Assignment: Should a line below contain the word "prune", report it.

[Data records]
= Beginning of Section =
PR #443, opened 2021-10-18
Add and fix contribution guide

### LINKED ISSUE #4428: [website] Contribution guidelines link leads to 404
https://kiali.io/docs/contribution-guidelines/

aljesusg:
Fix https://github.com/kiali/kiali/issues/4428

### DIFF
--- a/content/en/community/contribution.md
+++ b/content/en/community/contribution.md
@@ -1,0 +1,59 @@
+---
+title: "Contribute"
+date: 2018-10-31T16:04:38+02:00
+draft: false
+type: docs
+weight: 2
+---
+
+## Kiali is Open Source
+
+Kiali is developed in the open under an [Apache Software License version 2.0](https://www.apache.org/licenses/LICENSE-2.0.txt).
+As such Kiali welcomes contributions in every form.
+This can be code, but also bug reports, feature requests, translations and much more.
+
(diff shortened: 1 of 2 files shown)


israel-hdez:
I'm not sure about this. We are not supposed to change files under `theme/docsy`.

aljesusg:
If we add this under /docs this will appear in the menu of "docs". I think that we don't want to have contribution guide there, right?

israel-hdez:
> If we add this under /docs this will appear in the menu of "docs".

Yes

> I think that we don't want to have contribution guide there, right?

I'm not sure. I was told that the template should guide the structure. This is why I'm saying that, in general, changes to anything inside the `themes` folder should be rejected.

Anyway, I'll let @jshaughn to answer if it's OK to have the contribution guide under `docs`. If not, the template will need to be changed.

jmazzitelli:
> This is why I'm saying that, in general, changes to anything inside the `themes` folder should be rejected.

Yes, in general, we need to just use the theme as it is. The whole point of why we moved to this new doc structure was so we did not have to do any customization like we had to do with the other site.  Just work with the theme we have -- put the docs as best we can in the structure we have in the theme.

aljesusg:
Closing by https://github.com/kiali/kiali/issues/4428#issuecomment-946175334

PR #462, opened 2021-10-27
do not require npm locally

jmazzitelli:
We must do the npm prune inside the container but when /site is mounted to the container. Can't be done in the Dockerfile at build time.

To test this, remove `public/`, `resources/`, and especially `node_modules/` directories (there are in our `.gitignore`, they are not checked in and will be auto-generated). Then remove any existing image you already have, and run the `validate-site` target and it should now work.

```
rm -rf node_modules/ public/ resources/
podman rmi kiali/hugo:latest
make validate-site
```

Before it would only work if you ran `npm prune` locally - which created the `node_modules/` - but this requires the user to have npm installed and in PATH which we do not want to require.  Everything should run inside the container and via the make targets.

### DIFF
--- a/Dockerfile
+++ b/Dockerfile
@@ -24,7 +24,6 @@ RUN tar xzvf /hugo.tar.gz -C / \
 
 # Stuff for docsy
 RUN npm -g -D install postcss postcss-cli autoprefixer
-RUN npm prune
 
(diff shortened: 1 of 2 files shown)


jshaughn (approved):
OK cool, this looks good.

PR #467, opened 2021-11-03
clean up kiali.io html proof checks

jmazzitelli:


Makefile
```diff
@@ -34,11 +39,17 @@ serve: build-hugo
 #     is unsafe because files are moved, renamed, etc.
 # 4. URLs to a folder in repository in a branch; i.e. of the form https://github.com/kiali/kiali/blob/v1.24/whatever
 #   - Same reasoning as previous point.
+# 5. URLs to kiali.io and kiali to edit doc files or create new doc files or create new issues
+# 5. URLs to kiali.io commits
```
jshaughn: 6

jshaughn (approved):
OK, I agree that `master` branch is a bad idea for links.  New `clean` target seems reasonable although did you mean to use it as a dep anywhere?  One comment comment, non-blocking.  Conditionally approving, changes are at your option.

jmazzitelli:
> New `clean` target seems reasonable although did you mean to use it as a dep anywhere?

No. I just wanted a way to clean out the auto-generated files so a person can "start from scratch" when testing things or wants to start "clean".

Makefile
jmazzitelli: pushed a fix for that "6"

PR #475, opened 2021-11-11
Small fixes to "deployment options" and prom/jaeger/grafana pages

israel-hdez:
Related to kiali/kiali#3858


israel-hdez:
@jshaughn Here are the fixes.

The only comment I didn't fix is about mentioning Thanos in the Prometheus-like header.

My rationale is that Thanos may be the most common Prometheus replacement, but there may be others. [We have a user that mentioned Victoria Metrics](https://github.com/kiali/kiali/issues/3631). In [VictoriaMetrics GitHub Readme](https://github.com/VictoriaMetrics/VictoriaMetrics#prometheus-querying-api-usage) it is not mentioned that they implement the `/api/v1/status/config` API endpoint that raised the issue in Thanos. If that's the case, Victoria Metrics users may also be able to use these "thanos" configs.


Also, can we keep the Warning/Note headings on alerts?
I already removed those headings, so I won't push for it too much. It's simply that I like more the heading because it gives better understanding about why some paragraphs are quoted with a color. Also, it seems it is [the pattern suggested in Docsy docs](https://www.docsy.dev/docs/adding-content/shortcodes/#alert).

jshaughn (approved):
Thanks for applying the updates.

> My rationale is that Thanos may be the most common Prometheus replacement, but there may be others. We have a user that mentioned Victoria Metrics. In VictoriaMetrics GitHub Readme it is not mentioned that they implement the /api/v1/status/config API endpoint that raised the issue in Thanos. If that's the case, Victoria Metrics users may also be able to use these "thanos" configs.

OK

> Also, can we keep the Warning/Note headings on alerts?
I already removed those headings, so I won't push for it too much. It's simply that I like more the heading because it gives better understanding about why some paragraphs are quoted with a color. Also, it seems it is the pattern suggested in Docsy docs.

I actually responded to this question in the other PR, but basically, we need to be consistent and during the migration, for readability, I omitted alert titles that reinforce the sidebar color.  To me it's just too verbose.  But, if you want to push for it I'd suggest just getting a vote, and if majority votes for change we'd need to apply it consistently, so in a separate PR, for the whole website.

israel-hdez:
> I actually responded to this question in the other PR, but basically, we need to be consistent and during the migration, for readability, I omitted alert titles that reinforce the sidebar color. To me it's just too verbose. But, if you want to push for it I'd suggest just getting a vote, and if majority votes for change we'd need to apply it consistently, so in a separate PR, for the whole website.

Let's keep as is for now. It's just my personal preference. Perhaps if we see people become lost, we may add the titles.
= End of Section =
Result of this task:
We must do the npm prune inside the container but when /site is mounted to the container. Can't be done in the Dockerfile at build time.
Before it would only work if you ran `npm prune` locally - which created the `node_modules/` - but this requires the user to have npm installed and in PATH which we do not want to require.  Everything should run inside the container and via the make targets.
-RUN npm prune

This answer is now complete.